7. You’ll pretend your significant other is there with you and it’s not weird. Seriously, it’s not weird. Alright, maybe it’s a little weird, but it’s true. There will be times you will catch yourself pretending they are there with you when you’re giving that speech or watching your favorite show because it just isn’t the same doing those things without them or because you need their support – even if it’s only imaginary at the time. You’ll laugh at inside jokes with them and ask their opinions as if they’re right there living your life next to you. Don’t judge yourself, no one else will. It’s just a coping mechanism for being alone; you are not going crazy, I swear.
8. Skype dates are real and they work. Watch a movie online together while you’re both on Skype or FaceTime, or have a meal together while video chatting. It may not be as good as the real thing, but if you both allow yourselves to get into it and make the most of it, they can be a really good time and they can really help the separation anxiety. Just schedule a time, pick an activity and go for it! You’ll be surprised how enjoyable the little things can be when you’re doing them together.
9. Be patient with your partner, after all, they are in a long distance relationship too. Things get messy in relationships like ours. You’ll both reach your breaking-points multiple times before the separation is over, but try to remember that you aren’t going through this alone. Your partner is struggling along with you. Every emotion you’re feeling, they’re feeling it too. The distance hurts them just as much as it hurts you. They’re just as frustrated as you are. Don’t take your feelings out on each other, just be supportive as best as you can from where you are. It gets easier in the long run, but it gets harder too and there’s no better shoulder to cry on than your special someone – even if they are 3,000 miles away.

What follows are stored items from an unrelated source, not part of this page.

PR #319, opened 2015-07-06
Add remotes.chmod and wip_remotes.chown

osynge:
When running components of ceph as non root, these
functions become important.

### DIFF
--- a/ceph_deploy/hosts/remotes.py
+++ b/ceph_deploy/hosts/remotes.py
@@ -5,7 +5,8 @@ import os
 import shutil
 import tempfile
 import platform
-
+import pwd
+import grp
 
 def platform_information(_linux_distribution=None):
     """ detect platform information from remote host """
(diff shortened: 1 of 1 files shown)


osynge:
@alfredodeza  could you please review this.

trhoden:
This looks good to me.  Please amend the commit title to say `remotes.chown` instead of `wip_remotes.chown`.  With that done:

`Reviewed-by: Travis Rhoden <trhoden@redhat.com>`

I'll wait a bit to see if @alfredodeza has anything to add.

ktdreyer:
We're adding function definitions with no uses or tests?

osynge:
Good catch thanks trhoden.

osynge:
@ktdreyer we are gathering some dependency for some big patches and reviewing them. we have not talked about merging, and I would imagine a collection of these pull requests will all be merged into change. Please file a bug on lack of tests if this ever gets merged, this time I suggest it will save not just me but also  trhoden lots of work if we change the order just slightly.

trhoden:
@ktdreyer I was also thinking it might be useful for #314 but now that I look at it, it might not be.

There's not a whole lot to test with these...

@osynge Is there any reason I should hold off on merging this? it looks ready to go to me once the commit title is changed.

Please do me a favor and also take a look at what @mbroz has done in #314, since I think you are both looking into the same thing.

osynge:
No reason to hold off merging it that I know of.

trhoden:
@osynge Is this PR still something you are looking to get in?  Or did the changes in #314 change the rationale behind this?

osynge:
At this moment I am not desperate to get this in.

I think this patch will now be modified to extend https://github.com/ceph/ceph-deploy/pull/314 

But I don’t think it will get to it before a weeks holiday.

liewegas:
lgtm

alfredodeza:
I don't see anything that is calling these functions. Feel free to re-open when you rebase and rework them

10. If you trust one another completely, your relationship can withstand any amount of distance or time. All it takes is the most microscopic speck of distrust and any relationship will crumble at the foundations and that’s especially true for long distance relationships. However, if you believe in your heart of hearts that the person your with loves you as much you love them, you’ve got nothing to worry about. You won’t forget about one another; on the contrary, absence really does make the heart grow fonder. Out of sight, (not even close to) out of mind! If you trust one another, you’ll come away from your time apart a stronger couple – simple as that.